Jumbo Mortgage Rates Jump, 30 Year Loans Rise To 6.74 Percent
Jumbo mortgage rates spiked sharply today, pushing the average 30 year jumbo rate to 6.74 percent and raising borrowing costs for high balance home buyers. The move intensifies affordability pressure in expensive markets, while 15 year fixed rates remain near 5.45 percent with an APR edging higher.

Lenders raised the average interest rate on 30 year fixed rate jumbo mortgages by 0.81 percentage point this week, bringing the rate to 6.74 percent on November 17, 2025. The climb affects loans that exceed the 2025 conforming limit of $806,500 in most areas, increasing monthly carrying costs for buyers of higher priced homes and shrinking the pool of cost effective refinancing options.
A borrower facing today’s 6.74 percent rate on a 30 year jumbo mortgage would pay roughly $648 per month in principal and interest for each $100,000 borrowed, and the data set provided indicates total interest of $133,567 per $100,000 over the life of the loan. The combination of higher rates and large principal balances means prospective buyers in high cost metros will see materially higher monthly payments compared with earlier this year when rates were substantially lower.
By contrast, the 15 year fixed rate remains listed at 5.45 percent with an annual percentage rate of 5.5 percent. The published monthly payment on a 15 year loan at that rate is about $815 per $100,000 borrowed, and total interest over the life of such a loan is shown as approximately $47,085. The APR for the 15 year product ticked up from 5.49 percent a week earlier. One set of rate notes indicates the 15 year figure rose 0.09 percentage point from the prior week, while another line reports it unchanged at 5.45 percent, underscoring some short term variation across data sources.

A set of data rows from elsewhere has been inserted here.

PR #3024, opened 2024-05-14
Add BSC mainnet and testnet

kien-ngo:


kien-ngo:
Damn looks like I hit the size limit. @jnsdls any chance we can increase the "floor" for this one?

jnsdls (approved):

The immediate market implication is a widening affordability gap for buyers at the upper end of the market, where jumbo loans dominate. Mortgage rate moves are typically driven by longer term Treasury yields, investor demand for mortgage backed securities, and expectations about Federal Reserve policy and inflation. Higher benchmark yields over recent months have pressured mortgage pricing, lifting rates off the pandemic era lows and restoring borrowing costs to a more historically normal range.
For consumers the practical steps to shore up access to lower mortgage costs remain conventional and clear. Lenders favor borrowers with strong credit profiles, with good to excellent credit defined as scores between 670 and 850. Debt to income ratios below 43 percent continue to be a common underwriting threshold, indicating a borrower is less likely to be stretched by the monthly payment. Those who can shorten loan terms, increase down payments, or shop across multiple lenders may still secure comparatively better pricing.

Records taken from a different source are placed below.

PR #3051, opened 2024-05-16
Fix v4 marketplace calls

gregfromstl:
Adds gas boost for V4 marketplace writes as done in V5

---

## PR-Codex overview
This PR enhances gas estimates on marketplace transactions by introducing `CallOverridesWithExtraGas`. 

### Detailed summary
- Added `CallOverridesWithExtraGas` to improve gas estimates on marketplace writes
- Updated transaction context options to include `overrides` with extra gas
- Modified `TransactionContext` to use `CallOverridesWithExtraGas`
- Implemented extra gas handling in transaction overrides
- Added `extraGas` property to overrides in marketplace transaction methods


legacy_packages/sdk/src/evm/core/classes/internal/marketplace/marketplace-auction.ts
```diff
@@ -254,6 +254,9 @@ export class MarketplaceAuction {
             startTime: BigNumber.from(listingStartTime),
           } as IMarketplace.ListingParametersStruct,
         ],
+        overrides: {
+          extraGas: 50_000n,
```
jnsdls, line 258: I believe the `_` notation breaks some older bundlers, to be super safe can we do `BigInt(50000)` everywhere here

legacy_packages/sdk/src/evm/core/classes/transactions.ts
```diff
@@ -449,13 +452,18 @@ export class Transaction<
...
-    const overrides: CallOverrides = { ...gasOverrides, ...this.overrides };
+    const overrides: CallOverridesWithExtraGas = { ...gasOverrides, ...this.overrides };
 
     // First, if no gasLimit is passed, call estimate gas ourselves
     if (!overrides.gasLimit) {
       overrides.gasLimit = await this.estimateGasLimit();
     }
 
+    if (overrides.extraGas) {
+      const originalLimit = await overrides.gasLimit;
```
joaquim-verges, line 463: do we need to await again here?

legacy_packages/sdk/src/evm/core/classes/internal/marketplace/marketplace-direct.ts
```diff
@@ -485,6 +503,9 @@ export class MarketplaceDirect {
       return Transaction.fromContractWrapper({
         contractWrapper: this.contractWrapper,
         method: "cancelDirectListing",
+        overrides: {
+          extraGas: BigInt(50000),
```
joaquim-verges, line 507: nit: use BigNumber.from(50000) here since that's what we use everywhere in v4

also did you verify that fixes the issue in v4? reason im asking is because in v4 we do have already a gas bump for dynamic contracts IIRC

jnsdls: or just `50000` since it later goes into `BigNumber.from()` anyways

legacy_packages/sdk/src/evm/core/classes/transactions.ts
gregfromstl: We technically shouldn't but TS requires it because `gasLimit` type on the overrides object is `Promise<BigNumber> | BigNumber`

legacy_packages/sdk/src/evm/core/classes/internal/marketplace/marketplace-direct.ts
gregfromstl: Haven't confirmed it yet, trying to now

Over the longer term the rise in jumbo rates highlights a structural reality in the housing market. Even as national home price growth has slowed in many regions, high end markets remain sensitive to changes in borrowing costs, and persistent elevation in rates can constrain demand at the top of the market. Policymakers and market participants will be watching incoming inflation readings and Federal Reserve guidance for signs of whether the recent uptick in longer term yields will prove transitory or the start of a more sustained reset in mortgage pricing.